PROBLEM DETAILS: Go through the listing and return every line with "values" in it.

□ □ □ □ □

PR #400, opened 2026-02-19
feat: Add github workflow which auto creates sanity check charts for new perf data

ilyasher:
#### Overview:

When PRs are opened with new perf data, this workflow will run the sanity check jupyter notebook and export the sanity check charts, which can be downloaded as a github artifact. It will then post a comment on the PR with the download link and chart generation report.

Unfortunately I can't display the chart images directly in the comments, since the download URL for github artifacts only lets you download a zip file instead of the individual image files.

Screenshot 2026-02-18 at 5 23 42 PM


ilyasher:
converting to draft while I test some things

.github/workflows/create-charts.yml
```diff
@@ -0,0 +1,125 @@
...
+
+      - name: Set up Python
+        uses: actions/setup-python@v5
+        with:
+          python-version: '3.12'
+    
+      - name: Install dependencies
+        run: |
+          python -m pip install --upgrade pip
+          pip install -e ".[dev]"
```
simone-chen, line 37: It's not in a venv - would the runner's complain about "This environment is externally managed"?

.github/workflows/create-charts.yml
```diff
@@ -0,0 +1,125 @@
...
+      - name: Create charts
+        id: create-charts
+        run: |
+          BASE_REF="${{ github.event.pull_request.base.ref }}"
+          python tools/sanity_check/create_charts.py --base-ref origin/${BASE_REF} --head-ref HEAD --output-dir charts_output --output-md-file comment.md
+        continue-on-error: true
+    
+      - name: Upload charts as artifacts
+        if: steps.create-charts.outcome == 'success'
+        uses: actions/upload-artifact@v4
```
simone-chen, line 50: Out of curiosity - is there a way to view the files like how we view files in S3?

tools/sanity_check/create_charts.py
```diff
@@ -0,0 +1,213 @@
...
+import subprocess
+import sys
+import textwrap
+from collections import defaultdict
+
+from aiconfigurator.sdk.perf_database import get_database
+
+# Disable interactive backend
+os.environ["MPLBACKEND"] = "agg"
+import matplotlib.pyplot as plt
```
simone-chen, line 22: Why do we set the env var before an import?

tools/sanity_check/create_charts.py
```diff
@@ -0,0 +1,213 @@
...
+
+# Import validate_database.ipynb jupyter notebook
+old_cwd = os.getcwd()
+os.chdir(os.path.abspath(os.path.dirname(__file__)))
+import import_ipynb  # noqa: F401
```
simone-chen, line 27: Is `import_ipynb` a local file on your own machine? There doesn't seem to be a `import_ipynb` file in the codebase 🤔

tools/sanity_check/create_charts.py
```diff
@@ -0,0 +1,213 @@
...
+
+            Below is a report of whether the chart generation was successful for each op.
+            If doesn't validate whether the perf data itself is sane.
+        """)
+        )
+
+    changed_files = get_changed_files(args.base_ref, args.head_ref)
+
+    # Organize changed files by (system, backend, backend_version) so that
+    # they are grouped togather in the output text.
```
simone-chen:
```suggestion
    # they are grouped together in the output text.
```

tools/sanity_check/create_charts.py
```diff
@@ -0,0 +1,213 @@
...
+    # map (system, backend, backend_version) -> [changed_file]
+    system_backend_version_to_changed_files = defaultdict(list)
+
```
simone-chen, line 149: Shall we add a docstring documenting the expected directory tree structure for files in `src/aiconfigurator/systems/` which could be handled by this script?

.github/workflows/create-charts.yml
ilyasher: What do you mean by this?

tools/sanity_check/create_charts.py
ilyasher: It's an external package: https://pypi.org/project/import-ipynb/

.github/workflows/create-charts.yml
simone-chen: Like is there a way to navigate our github artifacts via UI/CLI? Can we only download them via API calls?

ilyasher: Oh yeah it's possible. Here's an example: https://github.com/ilyasher/aiconfigurator/actions/runs/22164290457

.github/workflows/create-charts.yml
ilyasher: Good question, it worked fine when I tested it: https://github.com/ilyasher/aiconfigurator/actions/runs/22164290457/job/64088062539

Maybe the python installed by `actions/setup-python` doesn't give this error unlike the OS-provided python

tools/sanity_check/create_charts.py
ilyasher: I don't think it's necessary, it's just looking at the AIC perf data directory, nothing custom

tools/sanity_check/create_charts.py
ilyasher: When we import `validate_database` below, it will run the entire jupyter notebook. If the matplotlib backend is interactive, it will fail. So we need to set the environment variable before importing the jupyter notebook. I don't remember if it's also necessary to set it before importing matplotlib, but it doesn't hurt

simone-chen (approved):

PR #407, opened 2026-02-20
feat: support DeepSeek V3.2

jasonqinzhou:

- closes GitHub issue: #xxx


src/aiconfigurator/model_configs/nvidia--DeepSeek-V3-0324-NVFP4_hf_quant_config.json
tianhaox, line 1: Is this duplicate with
src/aiconfigurator/model_configs/nvidia--DeepSeek-V3.1-NVFP4_hf_quant_config.json ?

tianhaox: but it's okay with slight difference if users want.

src/aiconfigurator/sdk/common.py
```diff
@@ -284,6 +288,7 @@ def get_default_models() -> set[str]:
     "Qwen3ForCausalLM": "LLAMA",
     "DeepSeekForCausalLM": "DEEPSEEK",
     "DeepseekV3ForCausalLM": "DEEPSEEK",
+    "DeepseekV32ForCausalLM": "DEEPSEEK",
```
tianhaox, line 291: i think this is a risk. Can we comment this out and get it back when we do support DS V3.2. I'm afraid that we will forget about this if we don't do it.

PR #408, opened 2026-02-20
feat: unified HYBRIDMOE family (Llama 4 Scout/Maverick + MiMo-V2-Flash)

jasonqinzhou:
## Summary

Introduces a unified `HYBRIDMOE` model family and `HybridMoEConfig` dataclass that covers all hybrid-attention + mixed-FFN models, replacing two separate implementations.

**Problem:** MiMo-V2-Flash and Llama 4 Scout/Maverick share the same fundamental structure — interleaved SWA/local + global attention, interleaved MoE + dense FFN layers — but were being treated as separate concerns requiring separate config classes and model implementations.

**Solution:** One `HybridMoEConfig`, one `HybridMoEModel`, one `HYBRIDMOE` family.

---

### `HybridMoEConfig` design

Normalizes both pattern styles into per-layer tuples:

| Field | Description |
|---|---|
| `attn_layer_pattern` | per-layer `0=SWA/local, 1=global`, len=`num_layers` |
| `moe_layer_freq` | per-layer `0=dense, 1=MoE`, len=`num_layers` |
| `swa_*` / `global_v_head_dim` | 0 = fall back to model defaults (Llama 4 has same dims; MiMo differs) |
| `sliding_window_size` | local attention window |
| `dense_inter_size` | 0 = use model-level `inter_size` |

MiMo-V2-Flash passes explicit per-layer lists from config. Llama 4 generates the lists at parse time from `interleave_moe_layer_step` and alternating attention.

---

### `HybridMoEModel` — 4 layer types

| Type | Attention | FFN |
|---|---|---|
| `global_moe` | global (full) | MoE |
| `swa_moe` | SWA/local | MoE |
| `swa_dense` | SWA/local | dense SwiGLU |
| `global_dense` | global (full) | dense SwiGLU |

---

### Layer type decomposition (validated)

| Model | global_moe | swa_moe | swa_dense | global_dense |
|---|---|---|---|---|
| Llama 4 Scout (16E, step=1) | 24 | 24 | 0 | 0 |
| Llama 4 Maverick (128E, step=2) | 24 | 0 | 24 | 0 |
| MiMo-V2-Flash | 39 | 8 | 1 | 0 |

---

### Files changed

- `sdk/common.py`: `HybridMoEConfig` dataclass; `HYBRIDMOE` added to `ModelFamily`; `MiMoV2FlashForCausalLM` + `Llama4ForConditionalGeneration` registered in `HYBRIDMOE`
- `sdk/utils.py`: unified parsing for both architectures → both produce `HybridMoEConfig`; input validation (pattern length, values ∈ {0,1}, step > 0)
- `sdk/models.py`: `HybridMoEModel` covers all 4 layer types; wired into `get_model()` and `check_is_moe()`; MTP/nextn scaling on generation ops (mirrors `MOEModel`); `set_hybrid_config()` validates pattern length == `num_layers` and 0/1 values
- `model_configs/`: Llama 4 Scout + Maverick + MiMo-V2-Flash + MiMo-7B-Base configs added
- `tests/`: parsing tests (Scout, Maverick, MiMo-V2-Flash), negative tests (pattern mismatch, invalid step), builder-level tests (all three model variants)

## Test plan

- [ ] `pytest tests/unit/sdk/test_utils.py` — all hybrid parsing + builder tests pass
- [ ] `pytest tests/unit/sdk/` — full suite passes
- [ ] Manually verify layer counts for Scout / Maverick / MiMo-V2-Flash via `get_model()`

## Summary by CodeRabbit

* **New Features**
  * Added support for four new models: Meta Llama‑4 Scout & Maverick (17B variants) and Xiaomi MiMo‑7B Base & MiMo V2 Flash.
  * Introduced Hybrid Mixture-of-Experts (HybridMoE) model runtime and registry integration.

* **Enhancements**
  * Improved model config handling with per-layer hybrid patterns, sliding-window/MoE settings, and enhanced quantization inference/normalization.
  * Expanded default model listings and architecture mappings.

* **Tests**
  * Added unit tests for HF config parsing and HybridMoE model wiring and validation.

### DIFF
--- a/src/aiconfigurator/model_configs/XiaomiMiMo--MiMo-7B-Base_config.json
+++ b/src/aiconfigurator/model_configs/XiaomiMiMo--MiMo-7B-Base_config.json
@@ -1,0 +1,28 @@
+{
+  "architectures": [
+    "MiMoForCausalLM"
+  ],
+  "model_type": "mimo",
+  "num_hidden_layers": 36,
+  "hidden_size": 4096,
+  "num_attention_heads": 32,
+  "num_key_value_heads": 8,
+  "head_dim": 128,
+  "intermediate_size": 11008,
+  "vocab_size": 151680,
+  "max_position_embeddings": 32768,
+  "rope_theta": 640000,
+  "rms_norm_eps": 1e-05,
+  "hidden_act": "silu",
+  "attention_bias": true,
+  "attention_dropout": 0.0,
+  "sliding_window": 32768,
+  "max_window_layers": 32,
+  "use_sliding_window": false,
+  "use_mrope": false,
+  "num_nextn_predict_layers": 1,
+  "tie_word_embeddings": false,
+  "torch_dtype": "bfloat16",
+  "transformers_version": "4.40.1",
+  "use_cache": true
+}
--- a/src/aiconfigurator/model_configs/XiaomiMiMo--MiMo-V2-Flash_config.json
+++ b/src/aiconfigurator/model_configs/XiaomiMiMo--MiMo-V2-Flash_config.json
@@ -1,0 +1,60 @@
+{
+  "architectures": [
+    "MiMoV2FlashForCausalLM"
+  ],
+  "model_type": "mimo_v2_flash",
+  "num_hidden_layers": 48,
+  "hidden_size": 4096,
+  "num_attention_heads": 64,
+  "num_key_value_heads": 4,
+  "head_dim": 192,
+  "v_head_dim": 128,
+  "intermediate_size": 16384,
+  "vocab_size": 152576,
+  "max_position_embeddings": 262144,
+  "rope_theta": 5000000,
+  "swa_rope_theta": 10000,
+  "partial_rotary_factor": 0.334,
+  "sliding_window": 128,
+  "sliding_window_size": 128,
+  "attention_chunk_size": 128,
+  "swa_num_attention_heads": 64,
+  "swa_num_key_value_heads": 8,
+  "swa_head_dim": 192,
+  "swa_v_head_dim": 128,
+  "hybrid_layer_pattern": [
+    0, 1, 1, 1, 1, 0, 1, 1, 1, 1, 1, 0, 1, 1, 1, 1, 1, 0, 1, 1, 1, 1, 1, 0,
+    1, 1, 1, 1, 1, 0, 1, 1, 1, 1, 1, 0, 1, 1, 1, 1, 1, 0, 1, 1, 1, 1, 1, 0
+  ],
+  "moe_layer_freq": [
+    0, 1, 1, 1, 1, 1, 1, 1, 1, 1, 1, 1, 1, 1, 1, 1, 1, 1, 1, 1, 1, 1, 1, 1,
+    1, 1, 1, 1, 1, 1, 1, 1, 1, 1, 1, 1, 1, 1, 1, 1, 1, 1, 1, 1, 1, 1, 1, 1
+  ],
+  "moe_intermediate_size": 2048,
+  "n_routed_experts": 256,
+  "n_shared_experts": null,
+  "num_experts_per_tok": 8,
+  "norm_topk_prob": true,
+  "scoring_func": "sigmoid",
+  "n_group": 1,
+  "topk_group": 1,
+  "topk_method": "noaux_tc",
+  "routed_scaling_factor": null,
+  "hidden_act": "silu",
+  "layernorm_epsilon": 1e-05,
+  "attention_dropout": 0.0,
+  "attention_bias": false,
+  "attention_value_scale": 0.707,
+  "add_swa_attention_sink_bias": true,
+  "add_full_attention_sink_bias": false,
+  "tie_word_embeddings": false,
+  "torch_dtype": "bfloat16",
+  "transformers_version": "4.40.1",
+  "use_cache": true,
+  "quantization_config": {
+    "activation_scheme": "dynamic",
+    "fmt": "e4m3",
+    "quant_method": "fp8",
+    "weight_block_size": [128, 128]
+  }
+}
--- a/src/aiconfigurator/sdk/models.py
+++ b/src/aiconfigurator/sdk/models.py
@@ -3122,13 +3122,13 @@ class HybridMoEModel(BaseModel):
     """
     Hybrid attention + mixed FFN model (MiMo-V2-Flash, Llama 4 Scout/Maverick, and similar).
 
-    Handles four layer types derived from HybridConfig.attn_layer_pattern and moe_layer_freq:
+    Handles four layer types derived from HybridMoEConfig.attn_layer_pattern and moe_layer_freq:
     - global_moe:  global (full) attention + MoE FFN
     - swa_moe:     SWA/local attention + MoE FFN
     - swa_dense:   SWA/local attention + dense SwiGLU FFN
     - global_dense: global attention + dense SwiGLU FFN (rare but supported)
 
-    SWA/local attention dims fall back to model-level defaults when HybridConfig fields are 0.
+    SWA/local attention dims fall back to model-level defaults when HybridMoEConfig fields are 0.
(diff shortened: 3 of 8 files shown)


src/aiconfigurator/model_configs/XiaomiMiMo--MiMo-7B-Base_config.json
```diff
@@ -0,0 +1,28 @@
+{
```
tianhaox, line 1: https://huggingface.co/XiaomiMiMo/MiMo-7B-Base/blob/main/config.json

src/aiconfigurator/model_configs/XiaomiMiMo--MiMo-V2-Flash_config.json
```diff
@@ -0,0 +1,60 @@
+{
```
tianhaox, line 1: https://huggingface.co/XiaomiMiMo/MiMo-V2-Flash/blob/main/config.json

src/aiconfigurator/sdk/models.py
```diff
@@ -2991,6 +3011,471 @@ def _build_generation_ops(self) -> None:
         )
 
 
+class HybridMoEModel(BaseModel):
```
tianhaox, line 3121: is gptoss following this model arch?

jasonqinzhou: Good question. Technically it *could* approximate the attention, but it would break on **three other things** that GPT-OSS doesn't have. Let me walk through exactly why.

## Why `attn_scale_factor` works for GPT-OSS

GPT-OSS only differs in **window size** per layer. Everything else is uniform:
- Same `num_kv_heads` for both SWA and global layers
- Same `head_size` for both
- Same `v_head_dim` for both
- **All** layers are MoE (no dense FFN layers)

So the only thing `attn_scale_factor` needs to capture is how many layers use `window_size=128` vs `window_size=0`. The QKV GEMM, proj GEMM, and MoE ops can still use `num_layers` uniformly.

## Why MiMo-V2-Flash can't do the same

Looking at `MiMoConfig` and what `HybridMoEModel` actually models:

```63:84:src/aiconfigurator/sdk/common.py
@dataclass(frozen=True)
class MiMoConfig:
    hybrid_layer_pattern: tuple[int, ...]
    moe_layer_freq: tuple[int, ...]
    swa_num_kv_heads: int
    swa_head_dim: int
    swa_v_head_dim: int
    global_v_head_dim: int
    sliding_window_size: int
```

There are three problems that `attn_scale_factor` alone can't fix:

**Problem 1 — Different KV head counts per layer type**

SWA layers have `swa_num_kv_heads` (fewer KV heads), global layers have `num_kv_heads` (more KV heads). In `MOEModel`, the QKV GEMM output size is fixed:
```833:833:src/aiconfigurator/sdk/models.py
                    self._num_heads * self._head_size // tp_size + self._head_size * num_kv_heads_per_gpu * 2,
```
You'd need two separate QKV GEMM ops with different output sizes. `attn_scale_factor` only scales the attention op, not the preceding GEMM.

**Problem 2 — Different `v_head_dim` per layer type**

`swa_v_head_dim ≠ global_v_head_dim` in MiMo. This affects both the FMHA compute and the output proj GEMM input size. `MOEModel` uses a single proj GEMM:
```850:850:src/aiconfigurator/sdk/models.py
                    self._num_heads * self._head_size // tp_size,
```
You'd need `num_layers/6 * global_v_head_dim` and `5*num_layers/6 * swa_v_head_dim` variants — again not capturable with just a scale factor.

**Problem 3 — Mixed dense + MoE FFN layers**

This is the biggest one. `moe_layer_freq` means some MiMo layers have dense FFN, not MoE. `MOEModel` applies MoE to **all** `num_layers`:
```888:888:src/aiconfigurator/sdk/models.py
                    self._num_layers,
```
There's no mechanism in `MOEModel` to say "only N of these layers actually have MoE, the rest are dense." You'd need separate dense FFN ops for those layers — which is exactly what `HybridMoEModel._count_layer_types()` does.

---

## Summary

| What needs modeling | GPT-OSS | MiMo-V2-Flash |
|---|---|---|
| Attention window differs per layer | ✓ `attn_scale_factor` handles it | ✓ but also needs... |
| KV head count differs per layer | ✗ same for all | ✗ `swa_num_kv_heads` ≠ `num_kv_heads` |
| v_head_dim differs per layer | ✗ same for all | ✗ `swa_v_head_dim` ≠ `global_v_head_dim` |
| Some layers are dense FFN (not MoE) | ✗ all MoE | ✗ `moe_layer_freq` has zeros |

You could use `attn_scale_factor = 6` to get the attention ratio right (1 global for every 5 SWA), but you'd still be wrong on the GEMM sizes and dense layer count. The errors would compound in a non-obvious way — which is precisely why `HybridMoEModel` was the right call.

src/aiconfigurator/sdk/models.py
```diff
@@ -2991,6 +3011,471 @@ def _build_generation_ops(self) -> None:
...
+    """
```
jasonqinzhou, line 3122: Should GPT-OSS move to HYBRIDMOE?

**No — and this actually corrects something I said earlier.** Looking at the configs:

- **GPT-OSS-120B** (36 layers): strictly `sliding, full, sliding, full...` × 18 = **exactly 18 SWA + 18 full**
- **GPT-OSS-20B** (24 layers): strictly `sliding, full, sliding, full...` × 12 = **exactly 12 SWA + 12 full**

Both are a **perfect 50/50 split**. So `attn_scale_factor = 2` is not a rough approximation — it's **exactly right**. I was wrong earlier when I suggested 5:1; that was guessing from web search, not the actual model config.

GPT-OSS does not need HYBRIDMOE because:

| | GPT-OSS | MiMo-V2-Flash (why it needs HYBRIDMOE) |
|---|---|---|
| SWA vs Global KV head count | Same (`num_key_value_heads=8` for both) | Different (`swa_num_kv_heads=8` vs `num_kv_heads=4`) |
| SWA vs Global head/v dim | Same (`head_dim=64` for both) | Different (`swa_v_head_dim` vs `v_head_dim`) |
| Mixed dense FFN layers | None (all MoE) | Yes (layer 0 is dense, `moe_layer_freq[0]=0`) |
| Attention ratio | Exact 1:1 alternating, `attn_scale_factor=2` captures it perfectly | Per-layer pattern with 9 SWA + 39 global |

## The one thing worth improving

The `attn_scale_factor = 2` is currently a magic number in code. A cleaner fix would be to derive it dynamically from the `layer_types` field that already exists in the config:

```python
if self.architecture == "GptOssForCausalLM":
    sliding_count = sum(1 for t in layer_types if t == "sliding_attention")
    full_count = self._num_layers - sliding_count
    # model sliding layers at window_size=128, full layers at window_size=0
```

But that's a code quality improvement, not a correctness fix, and certainly not a reason to move to HYBRIDMOE. Keep GPT-OSS in `MOE` — the current approach is architecturally sound.

src/aiconfigurator/sdk/utils.py
```diff
@@ -505,6 +506,51 @@ def _parse_hf_config_json(config: dict) -> dict:
...
+        extra_params = HybridConfig(
+            attn_layer_pattern=tuple(config.get("hybrid_layer_pattern", [])),
+            moe_layer_freq=moe_layer_freq,
+            swa_num_kv_heads=config.get("swa_num_key_value_heads", 0),
+            swa_head_dim=config.get("swa_head_dim", 0),
+            swa_v_head_dim=config.get("swa_v_head_dim", 0),
+            global_v_head_dim=config.get("v_head_dim", 0),
+            sliding_window_size=config.get("sliding_window_size", 0),
+            dense_inter_size=0,  # dense layers use model-level inter_size
+        )
```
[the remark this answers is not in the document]
jasonqinzhou: is it good now

Arsene12358 (approved):

jasonqinzhou:
https://github.com/coderabbitai review

PR #409, opened 2026-02-20
feat: support Qwen3-VL-235B-A22B-Thinking in HYBRID mode

jasonqinzhou:
● Yes, Qwen/Qwen3-VL-235B-A22B-Thinking is now fully supported in HYBRID mode. All 26 unit tests pass.                   
                                                                                                                         
  Here's what makes it work:                                                                                             
  - The user added VisionEncoderConfig, VLM_ARCHITECTURES, and text_config flattening in utils.py — so the nested VL
  config format is handled automatically                                                                                 
  - Qwen3VLMoeForConditionalGeneration → MOE family (text backbone is identical to Qwen3-235B-A22B: 94 layers, 128       
  experts, topk=8)
  - Local config JSON created at Qwen--Qwen3-VL-235B-A22B-Thinking_config.json for offline HYBRID mode
  - Model added to DefaultHFModels

  The vision encoder metadata (VisionEncoderConfig) is also parsed and stored, ready for future use if you want to model
  prefill cost with image tokens.

### DIFF
--- a/src/aiconfigurator/sdk/backends/base_backend.py
+++ b/src/aiconfigurator/sdk/backends/base_backend.py
@@ -75,6 +75,34 @@ class BaseBackend(ABC):
             if isl <= 0:
                 raise ValueError(f"isl must be greater than 0 after removing prefix, but got {isl}")
 
+            # --- Vision encoder phase ---
+            num_images = getattr(runtime_config, "num_images", 0)
+            if model.vision_ops and num_images > 0:
+                ve_cfg = model.vision_encoder.config
+                img_h = getattr(runtime_config, "image_height", 384)
+                img_w = getattr(runtime_config, "image_width", 384)
+                num_patches = ve_cfg.num_patches(img_h, img_w)
+                vision_x = batch_size * num_images * num_patches
+
+                for op in model.vision_ops:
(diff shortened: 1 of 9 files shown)


src/aiconfigurator/sdk/backends/base_backend.py
```diff
@@ -75,6 +75,34 @@ def _run_context(batch_size: int, isl: int, prefix) -> tuple[dict[str, float], d
             if isl <= 0:
                 raise ValueError(f"isl must be greater than 0 after removing prefix, but got {isl}")
 
+            # --- Vision encoder phase ---
```
tianhaox, line 78: looks like this design is in conflict with kimi k2.5's vision module?

src/aiconfigurator/sdk/backends/sglang_backend.py
```diff
@@ -481,6 +481,8 @@ def _get_memory_usage(
         # Calculate weights memory - same as TRTLLM
         for op in model.context_ops:
             weights += op.get_weights()
+        for op in model.vision_ops:
```
tianhaox, line 484: in kimi k2.5's design, I remember vision ops are part of context ops?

□ □ □ □ □

RESULT BELOW:
- `sdk/utils.py`: unified parsing for both architectures → both produce `HybridMoEConfig`; input validation (pattern length, values ∈ {0,1}, step > 0)
- `sdk/models.py`: `HybridMoEModel` covers all 4 layer types; wired into `get_model()` and `check_is_moe()`; MTP/nextn scaling on generation ops (mirrors `MOEModel`); `set_hybrid_config()` validates pattern length == `num_layers` and 0/1 values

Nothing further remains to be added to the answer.